Al noveno encuentro liguero llegó el primer gol de Fernando. Curiosamente, en la primera vuelta de aquel campeonato 83-84, el Valencia había vencido por 1-2 al Atlético en el Vicente Calderón. Dos castellonenses: Saura y Ribes fueron los goleadores. Fernando estaba por entonces esperando su oportunidad en un filial adiestrado por Paco Real aunque ya había participado en varios amistosos con el primer equipo. La primera aparición sobre el césped de Mestalla tuvo lugar en el último partido del Trofeo Naranja ante Peñarol con Miguel Ángel Bossio en sus filas. Tras su bautizo goleador llegaron todavía dos tantos más: uno ante Osasuna en casa y otro ante el Mallorca en el Rico Pérez, escenario neutral, ambos partidos acabaron con victoria del Valencia. Tres goles en catorce encuentros ligueros de los que fue titular en nueve y en los que fue sustituido solo una vez, en el viejo campo de Atocha ante la Real Sociedad.

La eclosión goleadora en Primera División de Fernando tuvo lugar en el ejercicio 87-88, el del retorno valencianista a la elite, aunque en Segunda ya anotó nueve. Dos rasgos distinguen su trayectoria realizadora: la regularidad en la aportación y la extraordinaria belleza y variedad de muchos de esos goles. No resulta fácil pronunciarse sobre cuál es el mejor aunque el interesado suele decantarse, cuando se le pregunta al respecto, por el conseguido en el viejo a San Mamés ante el Athletic de Bilbao en la temporada 92-93. Ese día el conjunto de Mestalla se impuso por 1-4. Quedaban cinco minutos para el final cuando Fernando, desde una posición escorada, alzó la vista y lanzó con el interior del pie un remate intencionado de rosca al segundo palo que describió una trayectoria en parábola que entró por la escuadra para sorpresa del guardameta Juanjo Valencia. El gol magistral fue aplaudido hasta por la afición local.
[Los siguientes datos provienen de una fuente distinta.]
PR #1694, opened 2020-07-01
Move get_available_memory to shared, add some tests

akarve:
Use memory to decide if we should deserialize parquet

### DIFF
--- a/lambdas/shared/t4_lambda_shared/preview.py
+++ b/lambdas/shared/t4_lambda_shared/preview.py
@@ -10,7 +10,7 @@ import zlib
 from .utils import get_available_memory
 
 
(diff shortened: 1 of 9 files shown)


lambdas/shared/t4_lambda_shared/preview.py
```diff
@@ -7,7 +7,10 @@
 import re
 import zlib
 
+from .utils import get_available_memory
 
+
+AVG_PARQUET_CELL_BYTES = 100  # a heuristic to avoid floding memory
```
akarve, line 13:
```suggestion
AVG_PARQUET_CELL_BYTES = 100  # a heuristic to avoid flooding memory
```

Fernando fue el máximo goleador del Valencia en la campañas 87-88 y 88-89, en esta última alcanzó los 14 goles, su registro más alto en una Liga y en la anterior firmó su primer doblete. Balaídos fue el escenario del par de goles en un choque que acabó en empate a tres, el segundo tanto del jugador de San Marcelino fue de penalti en el último minuto y estableció el resultado definitivo. En la campaña 93-94 Fernando logró su único triplete en el triunfo ante el Albacete por 4-0. En el siguiente ejercicio con Carlos Alberto Parreira en el banquillo alcanzó el registro de los 100 tantos en partidos oficiales. Aquel tanto significó también el de la victoria ante el Real Oviedo en Mestalla. En la campaña 95-96, bajo la batuta de Luis Aragonés, protagonizó su última gran temporada: cuarenta y dos partidos entre Liga y Copa con diez goles, pese a una lesión por una dura entrada de Pablo Alfaro en el duelo ante el Racing de Santander. En ese mismo campeonato llegó su último doblete, el destino quiso que fuera en Valladolid, escenario de su debut donde el Valencia venció por 2-5 provocando la destitución del entrenador local, un tal Rafa Benítez. La última entrega de esta dilatada historia se escribió en el Heliodoro Rodríguez de Tenerife donde el Valencia cerró la temporada 97-98. Allí jugó y marcó su último gol el jugador que más partidos ha defendido los colores valencianistas en su historia.